近鉄グループのCVCが描く未来像 ── InnoScouterで実現する情報活用の可能性
地域社会を支えるインフラ企業がイノベーションに挑戦する──。2018年、近鉄グループはコーポレートベンチャーキャピタル(CVC)「近鉄ベンチャーパートナーズ株式会社」を設立し、新たな価値創造への挑戦を始めました。
スタートアップとのオープンイノベーションを推進する同社は、情報管理の基盤としてInnoScouterを導入。どのような課題を解決し、今後どのような可能性を見出しているのでしょうか。
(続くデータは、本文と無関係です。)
Issue #47431, opened 2018-05-02
Remove/update release warning banner on new/upcoming release note pages


rallytime:
### Description of Issue/Question
We always add a new release notes file after the next stable release launches. For example, [2018.3.1 release notes](https://docs.saltstack.com/en/latest/topics/releases/2018.3.1.html) exist. This is done so people can add changes to the file as we prepare for the 2018.3.1 release.

Since the 2018.3.1 release is presently not the current stable release, nor is it in the `develop` branch, a warning banner displays at the bottom of the page:

```
These release notes are for an old release of Salt. This release might contain known security and other issues that are fixed in the latest release.
```

This is incorrect and confusing. At the very least, we need to remove that banner for "future" release notes. 

It would be even better to have a warning there still, but change the text to say that it is an unreleased version presently. This approach would make it even more clear that those release notes are for a version that has not be released yet.

Ch3LL:
just verified this is working. closing for now :)

Ch3LL:
actually re-opening 2017.7.6 doesn't seem to be showing changes. will check into that

Ch3LL:
this is halfway fixed. It now does not show the warning on in progress releases. But we want to implement an approach that will automatically notfiy the user that this is an in progress release without having to manually add this to the release notes each time. So I will keep open until we can implement this.

PR #49613, opened 2018-09-11
Remove confusing footer banner from release notes

kaelaworthen:
### What does this PR do?
Removes warning banner at the bottom of the release notes.

https://github.com/saltstack/salt/issues/47431

In progress warnings already been added by @Ch3LL for new releases so this should cover what's left.

### Tests written?

No

### Commits signed with GPG?

No

### DIFF
--- a/doc/_themes/saltstack2/layout.html
+++ b/doc/_themes/saltstack2/layout.html
@@ -185,11 +185,7 @@
                     <div class="row">
                         <div class="col-sm-12 col-md-11 col-md-offset-1 col-lg-10 col-lg-offset-1">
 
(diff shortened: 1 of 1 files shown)


Ch3LL:
I don't think we want to actually remove this warning, because it needs to show up on older releases. Have you noticed another place where the warning is popping up when it should not be? 

I mostly resolved the issue you are associating this PR with but am keeping it open to make sure we are handling in progress releases automatically and not manually.

rallytime:
@kaelaworthen Did you see the comment above?

cachedout:
Hi @kaelaworthen. We'll have to close this if we don't hear back from you. Please let us know what you think about the comments from @Ch3LL that are above. Thanks!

株式会社ゼロワンブースター取締役の川島健が、近鉄ベンチャーパートナーズ株式会社取締役足高寛俊さんにお話を伺いました。
風土改革を目指すCVCの挑戦
──近鉄ベンチャーパートナーズの概要について教えていただけますでしょうか?
足高さん:近鉄ベンチャーパートナーズは、近鉄グループのCVC運営子会社で、スタートアップの探索から投資検討、投資実行、投資後のモニタリングまで行う投資家としての側面と、スタートアップとのオープンイノベーション推進という側面の両方を持ち合わせています。
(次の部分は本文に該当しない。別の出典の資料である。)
PR #49617, opened 2018-09-11
Fix for #48915.

### LINKED ISSUE #48915: Unclear distinction between publisher_acl and external_auth in master.conf
When configuring salt for use by a non-root user or for use with the salt-api there is some confusion whether to use the external_auth or publisher_acl directives in the master.conf.

While there is a distinction at https://docs.saltstack.com/en/latest/topics/eauth/access_control.html#when-to-use-each-authentication-system the respective subpages https://docs.saltstack.com/en/latest/ref/publisheracl.html and https://docs.saltstack.com/en/latest/topics/eauth/index.html give no such clue.

I propose adding the respective section from the access_control page to either subpages top descriotion part to clarify things.

MKelley80:
### What does this PR do?
Fixes #48915. I added the 'When to use...' content from the comparison topic to the two discrete topics, with links back to the comparison topic.

#48915

### Tests written?

No

### Commits signed with GPG?

Yes/No

### DIFF
--- a/doc/topics/eauth/access_control.rst
+++ b/doc/topics/eauth/access_control.rst
@@ -28,6 +28,13 @@ case of the peer system.
     index
     ../../ref/peer
 
+.. The two paragraphs below (in the "When to use each authentication system"
+   heading) are copied in the doc/ref/publisheracl.rst and doc/topics/eauth/index.rst
+   topics as a note, at the top of the document. If you update the below
+   content, update it in the other two files as well.
+
+.. _acl_types:
+
 When to Use Each Authentication System
 ======================================
 ``publisher_acl`` is useful for allowing local system users to run Salt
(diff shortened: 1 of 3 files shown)


garethgreenaway (approved):

doc/topics/eauth/access_control.rst
```diff
@@ -28,6 +28,13 @@ case of the peer system.
     index
     ../../ref/peer
 
+.. The two paragraphs below (in the "When to use each authentication system"
```
rallytime: Did you mean for this section to be in a `.. note::` block?

MKelley80: No, that's a comment we don't want visible to the end-user. It's just telling the person who edits that particular content in the future that the content also exists in other places, and that they need to update the other instances.

rallytime: Ah, right. I don't think I've ever used an rst comment before! Thanks!

rallytime (approved):

PR #49622, opened 2018-09-12
fix command line options

angeloudy:
### What does this PR do?

python `subprocess.run` only accepts arguments as a list.
eg.
```
extract_something:
  archive.extracted:
    - name: /tmp/myfile.zip
    - options: -x myfile/test
    - archive_format: zip
```
In the state above, `options` wouldn't work because salt will only `subprocess.run(['unzip', '-x myfile/test', '/tmp/myfile.zip'])` instead of  `subprocess.run(['unzip', '-x',  'myfile/test', '/tmp/myfile.zip'])`


salt/modules/archive.py
```diff
@@ -936,7 +936,7 @@ def cmd_unzip(zip_file,
     if password:
         cmd.extend(['-P', password])
     if options:
-        cmd.append('{0}'.format(options))
+        cmd = cmd + options.split()
```
dwoz: I think we should we use `shlex.split` here.

dwoz (changes requested):

salt/modules/archive.py
terminalmage: Yes, we need to use `shlex.split()`, and we should also be using `cmd.extend()` instead of `cmd = cmd + ....`, because the former will add to the existing list while the 2nd will unnecessarily allocate an extra list.

terminalmage (changes requested):

terminalmage:
@rallytime This should be backported as far back as you feel comfortable.

rallytime:
@angeloudy Can you make the requested changes listed above? Then we can move this forward.

cachedout:
@angeloudy We would really like to get this in but we need a response from you. Will you have any free time to look at this?

angeloudy:
@cachedout I have made the suggested changes.

rallytime:
Hi @angeloudy - There is a test failing due to the changes here. Can you take a look?

https://jenkinsci.saltstack.com/job/pr-kitchen-ubuntu1604-py2/job/PR-49622/16/

angeloudy:
@rallytime I made the suggested changes `cmd.extend()` which break it because it seems cmd is not always initialized. Shall I change it back to `cmd + `

cachedout:
> @rallytime I made the suggested changes `cmd.extend()` which break it because it seems cmd is not always initialized. Shall I change it back to `cmd + `

I think we should just initialize cmd.

salt/modules/archive.py
```diff
@@ -936,7 +936,7 @@ def cmd_unzip(zip_file,
     if password:
         cmd.extend(['-P', password])
     if options:
-        cmd.append('{0}'.format(options))
+        cmd = cmd.extend(shlex.split(options))
```
thatch45: Just change this line to:
```
cmd.extend(shlex.split(options))
```
extend is an inline modifier so you are setting `cmd` to None here

thatch45 (changes requested):
Just the change I posted

terminalmage (approved):

terminalmage:
Backported in https://github.com/saltstack/salt/pull/50883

幅広い事業フィールドを抱えることが近鉄グループの最大の特徴ですので、特に領域は絞らず、幅広く情報を収集し、近鉄グループの経営資源とどのように融合すればシナジーが創出できるか、案件ごとに丁寧に仮説を検討しています。
──近鉄グループ、ひいては電鉄会社としてCVCに取り組む意義をお聞かせいただけますでしょうか?
足高さん:本質的には風土改革だと考えています。“きっかけ”を提供し続けることで、企業文化を変革していくことがCVCの存在意義ではないでしょうか。
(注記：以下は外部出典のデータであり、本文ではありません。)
PR #49624, opened 2018-09-12
modules/nilrt_ip.py: Fix enable/disable function

alexvasiu:
The enable function shouldn't take any action if the service is already
    enabled and same for the disable function if the service is already
    disabled.
    
### DIFF
--- a/salt/modules/nilrt_ip.py
+++ b/salt/modules/nilrt_ip.py
@@ -536,7 +536,8 @@ def _change_state(interface, new_state):
     service = _interface_to_service(interface)
     if not service:
         raise salt.exceptions.CommandExecutionError('Invalid interface name: {0}'.format(interface))
-    if not _connected(service):
+    connected = _connected(service)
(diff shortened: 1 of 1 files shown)


rares-pop (commented):
do we need some test for this?

the _set_state() function should be renamed to what its comment says it's doing, because I would have expected set_ethercat to call into this too (now the logic is split among many functions).

The logic for CG vs NG should be split in two different functions because the have no common/shared code at all.

alexvasiu:
@rares-pop We already have a test for this, but no one runs that tests.

If we split the logic from this function, then we have to split all common functions used on both, CG and NG

rallytime (approved):

rares-pop:
It's sad that we are not running the test suite before *any* submit.

We shouldn't need to split the functionality in all functions, but when the size of the function exceeds a certain size, it's better to separate (see that codeclimante complains about it too).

CVC(Corporate Venture Capital)は、LP(Limited Partner、有限責任組合員)として出資したファンドを通じた間接的な投資や、外部のVCと共同で組成した二人組合ファンドからの投資、自社の本体勘定からのBS投資(直接投資)など、さまざまな投資形態があります。
近鉄グループがCVC子会社を通じたBS投資を選んだ理由は、「業界のことを本質的に理解するにはスタートアップと直接コミュニケーションを取ることが一番の近道であり、また彼らのスピード感に合わせるため、子会社によるBS投資を選択した」と足高さんはいいます。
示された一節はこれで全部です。